Reuters has an interesting piece on Hugo Chávez and the recent political confrontation over Venezuelan TV: Unpopular TV closure consolidates Chavez’s power.

Some key passages that get to the heart of the problem in terms of the threat to free speech in Venezuela:

dependent on the government for advertising revenue, major private stations have changed their editorial line to favor a president whose brief ouster they had openly supported in 2002.

The lone hold-out was RCTV.

That is certainly a good example of how governments can use their power to influence what is said.

There is also this:

Chavez, 52, granted other channels an extension but changed their contracts so that their licenses come up for renewal again a few months before he faces re-election in 2012.

That certainly sends a signal: that which is said in the lead-up to the elections will affect the licensing (and therefore the existence) of stations.

And, clearly, Chávez is seeking to intimidate those who might protest his moves:

After days of sometimes violent demonstrations in the polarized country, Chavez brought tens of thousands of his own supporters to the streets. He chillingly ordered shantytown dwellers in the hills around Caracas, many of whom are armed, to be “on alert.”

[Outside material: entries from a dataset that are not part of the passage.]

PR #3593, opened 2016-07-22
Consistently update 'localPkgDescr' with 'HookedBuildInfo' + docs

### LINKED ISSUE #1757: Document HookedBuildInfo
Many of the hooks in a Cabal build are supposed to return that type, but the type itself has no documentation attached to it, and the type alias resolves to a rather uninformative `(Maybe BuildInfo, [(String, BuildInfo)])`. It looks like the `fst` is applied to the library and the `snd` has entries for executables.

ezyang:
I got sucked into this rathole while puzzling over why
we pass both 'PackageDescription' and 'LocalBuildInfo' (which
has a 'PackageDescription' in 'localPkgDescr').  The conclusion
is that they were different, but not for a good reason. Now they're
the same.

Added docs fixes #1757.

### DIFF
--- a/Cabal/Distribution/Simple.hs
+++ b/Cabal/Distribution/Simple.hs
@@ -187,16 +187,13 @@ configureAction :: UserHooks -> ConfigFlags -> Args -> IO LocalBuildInfo
 configureAction hooks flags args = do
     distPref <- findDistPrefOrDefault (configDistPref flags)
     let flags' = flags { configDistPref = toFlag distPref }
+
+    -- See docs for 'HookedBuildInfo'
     pbi <- preConf hooks args flags'
 
     (mb_pd_file, pkg_descr0) <- confPkgDescr hooks verbosity
 
-    --get_pkg_descr (configVerbosity flags')
-    --let pkg_descr = updatePackageDescription pbi pkg_descr0
     let epkg_descr = (pkg_descr0, pbi)
-
-    --(warns, ers) <- sanityCheckPackage pkg_descr
-    --errorOut (configVerbosity flags') warns ers
 
     localbuildinfo0 <- confHook hooks epkg_descr flags'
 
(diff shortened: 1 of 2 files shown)


Cabal/Distribution/Simple.hs
```diff
@@ -292,6 +294,12 @@ cleanAction hooks flags args = do
     pbi <- preClean hooks args flags'
 
     (_, ppd) <- confPkgDescr hooks verbosity
+    -- It might seem like we are doing something clever here
+    -- but we're really not: if you look at the implementation
+    -- of 'clean' in the end all the package description is
+    -- used for is to clear out @extra-tmp-files@.  IMO,
+    -- the configure script goo should go into @dist@ too!
+    --          -- ezyang
```
tibbe: Blame will get this. No need to sign messages like is done in GHC. :)

ezyang: You know, you'd be shocked how often people ask me questions that could be solved by blame ;)

Cabal/Distribution/Types/HookedBuildInfo.hs
```diff
@@ -9,6 +9,55 @@ module Distribution.Types.HookedBuildInfo (
 import Distribution.Types.ComponentName
 import Distribution.Types.BuildInfo
 
+-- | 'HookedBuildInfo' is mechanism that hooks can use to
```
23Skidoo: Nice!

Cabal/Distribution/Types/HookedBuildInfo.hs
```diff
@@ -9,6 +9,55 @@ module Distribution.Types.HookedBuildInfo (
...
+--      1. We run the pre-hook, which produces a 'HookedBuildInfo'
+--         (e.g., in the Autoconf case, it reads it out from a file).
+--      2. We sanity-check the hooked build info with
+--         'sanityCheckHookedBuildInfo'.
+--      3. We update our 'PackageDescription' (either freshly read
+--         or cached from 'LocalBuildInfo') with 'updatePackageDescription'.
+--         In doing so, we must be careful to also update it in
+--         'localPkgDescr' in 'LocalBuildInfo', where a user can
+--         also get to it.  In practice the code also passes around
+--         the update 'PackageDescription' around explicitly (redundantly)
```
23Skidoo: s/update/updated/

Cabal/Distribution/Types/HookedBuildInfo.hs
```diff
@@ -9,6 +9,55 @@ module Distribution.Types.HookedBuildInfo (
...
+--         which is what everyone used to get the actual 'Component'.
+--         And that's a good thing because up until recently
+--         'localPkgDescr' was NOT updated.  Although, it doesn't
+--         look like anyone saw a bug because of this, thanks to
+--         1c20a6328579af9e37677d507e2e9836ef70ab9d.
+--
+-- It is not well-specified whether or not a 'HookedBuildInfo' applied
```
23Skidoo: @dcoutts, you might want to comment on this.

23Skidoo:
LGTM.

Student demonstrators, who give security forces flowers and paint their hands white as a symbol of peace, appear to have little appetite for confrontation, preferring to cancel marches rather than break police cordons blocking their path.

At one anti-Chavez rally, dozens of his supporters on motorbikes sent the mainly middle-class university students scurrying by riding slowly toward the crowd. The helmeted men dressed in Chavez’s signature red laughed as they passed the marchers jumping over barriers to get out of the way.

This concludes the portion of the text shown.